(Beginning of Provided information)
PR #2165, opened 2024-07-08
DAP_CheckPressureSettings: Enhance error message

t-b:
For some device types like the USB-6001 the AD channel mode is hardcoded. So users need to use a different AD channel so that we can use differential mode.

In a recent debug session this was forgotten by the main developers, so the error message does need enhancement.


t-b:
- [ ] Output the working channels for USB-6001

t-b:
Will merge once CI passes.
(End of Provided information)
(Beginning of Provided information)
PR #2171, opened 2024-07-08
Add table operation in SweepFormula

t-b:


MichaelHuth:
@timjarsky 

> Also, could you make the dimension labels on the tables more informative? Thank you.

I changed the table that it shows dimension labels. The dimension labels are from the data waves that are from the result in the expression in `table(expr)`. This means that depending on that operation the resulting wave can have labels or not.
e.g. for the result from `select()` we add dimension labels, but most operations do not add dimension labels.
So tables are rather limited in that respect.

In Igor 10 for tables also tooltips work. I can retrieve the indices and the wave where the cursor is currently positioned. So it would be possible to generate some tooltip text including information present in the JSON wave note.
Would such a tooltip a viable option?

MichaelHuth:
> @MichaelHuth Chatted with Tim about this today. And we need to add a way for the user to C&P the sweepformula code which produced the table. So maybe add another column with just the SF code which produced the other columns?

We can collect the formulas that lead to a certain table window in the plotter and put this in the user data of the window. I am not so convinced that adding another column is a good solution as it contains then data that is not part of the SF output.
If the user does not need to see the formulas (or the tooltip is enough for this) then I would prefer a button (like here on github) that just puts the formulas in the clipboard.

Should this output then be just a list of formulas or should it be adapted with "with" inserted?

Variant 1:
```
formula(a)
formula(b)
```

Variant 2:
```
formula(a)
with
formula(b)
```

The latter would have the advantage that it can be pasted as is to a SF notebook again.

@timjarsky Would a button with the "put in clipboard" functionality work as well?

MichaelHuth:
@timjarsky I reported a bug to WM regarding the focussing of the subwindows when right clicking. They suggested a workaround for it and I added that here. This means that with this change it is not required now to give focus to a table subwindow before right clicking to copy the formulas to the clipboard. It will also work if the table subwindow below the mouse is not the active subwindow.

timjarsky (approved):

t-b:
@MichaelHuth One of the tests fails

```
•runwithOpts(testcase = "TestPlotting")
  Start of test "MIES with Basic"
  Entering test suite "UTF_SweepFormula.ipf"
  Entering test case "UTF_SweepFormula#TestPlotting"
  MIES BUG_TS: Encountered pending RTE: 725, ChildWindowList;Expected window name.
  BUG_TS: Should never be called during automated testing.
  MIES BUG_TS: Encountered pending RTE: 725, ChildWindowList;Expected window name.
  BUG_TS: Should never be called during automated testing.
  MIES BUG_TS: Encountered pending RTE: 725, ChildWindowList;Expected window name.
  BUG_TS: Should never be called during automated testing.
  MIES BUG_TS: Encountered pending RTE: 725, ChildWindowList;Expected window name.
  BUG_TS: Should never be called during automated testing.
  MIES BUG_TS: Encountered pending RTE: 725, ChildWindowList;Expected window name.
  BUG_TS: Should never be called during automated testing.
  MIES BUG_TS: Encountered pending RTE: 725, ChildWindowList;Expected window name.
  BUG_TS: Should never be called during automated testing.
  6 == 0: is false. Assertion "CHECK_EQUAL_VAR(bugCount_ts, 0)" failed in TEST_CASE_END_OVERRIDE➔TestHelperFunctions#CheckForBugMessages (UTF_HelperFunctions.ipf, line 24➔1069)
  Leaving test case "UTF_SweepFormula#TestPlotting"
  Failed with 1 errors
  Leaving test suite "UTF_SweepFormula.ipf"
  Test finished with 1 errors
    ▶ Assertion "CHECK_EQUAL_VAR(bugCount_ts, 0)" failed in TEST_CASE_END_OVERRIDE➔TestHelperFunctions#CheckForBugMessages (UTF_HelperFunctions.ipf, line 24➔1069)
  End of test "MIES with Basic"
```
(End of Provided information)
(Beginning of Provided information)
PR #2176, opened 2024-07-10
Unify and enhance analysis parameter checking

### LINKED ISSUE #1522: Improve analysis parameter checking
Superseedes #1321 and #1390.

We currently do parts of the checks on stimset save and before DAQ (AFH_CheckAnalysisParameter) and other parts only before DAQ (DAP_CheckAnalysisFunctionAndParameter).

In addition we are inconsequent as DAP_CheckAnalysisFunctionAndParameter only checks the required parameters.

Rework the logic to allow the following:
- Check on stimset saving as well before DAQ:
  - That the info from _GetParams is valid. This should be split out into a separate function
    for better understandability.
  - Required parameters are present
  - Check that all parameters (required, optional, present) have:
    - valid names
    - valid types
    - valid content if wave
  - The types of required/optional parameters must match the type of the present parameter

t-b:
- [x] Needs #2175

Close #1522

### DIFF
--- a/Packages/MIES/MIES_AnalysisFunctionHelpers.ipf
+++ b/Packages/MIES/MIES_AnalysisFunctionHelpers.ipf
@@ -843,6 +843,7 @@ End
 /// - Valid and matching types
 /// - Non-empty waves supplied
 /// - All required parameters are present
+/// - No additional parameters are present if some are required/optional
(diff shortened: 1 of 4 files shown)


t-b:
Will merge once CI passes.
(End of Provided information)
:: Exercise ::
In the entries above, find each line with "result" and copy it.

:: Response below ::
I changed the table that it shows dimension labels. The dimension labels are from the data waves that are from the result in the expression in `table(expr)`. This means that depending on that operation the resulting wave can have labels or not.
e.g. for the result from `select()` we add dimension labels, but most operations do not add dimension labels.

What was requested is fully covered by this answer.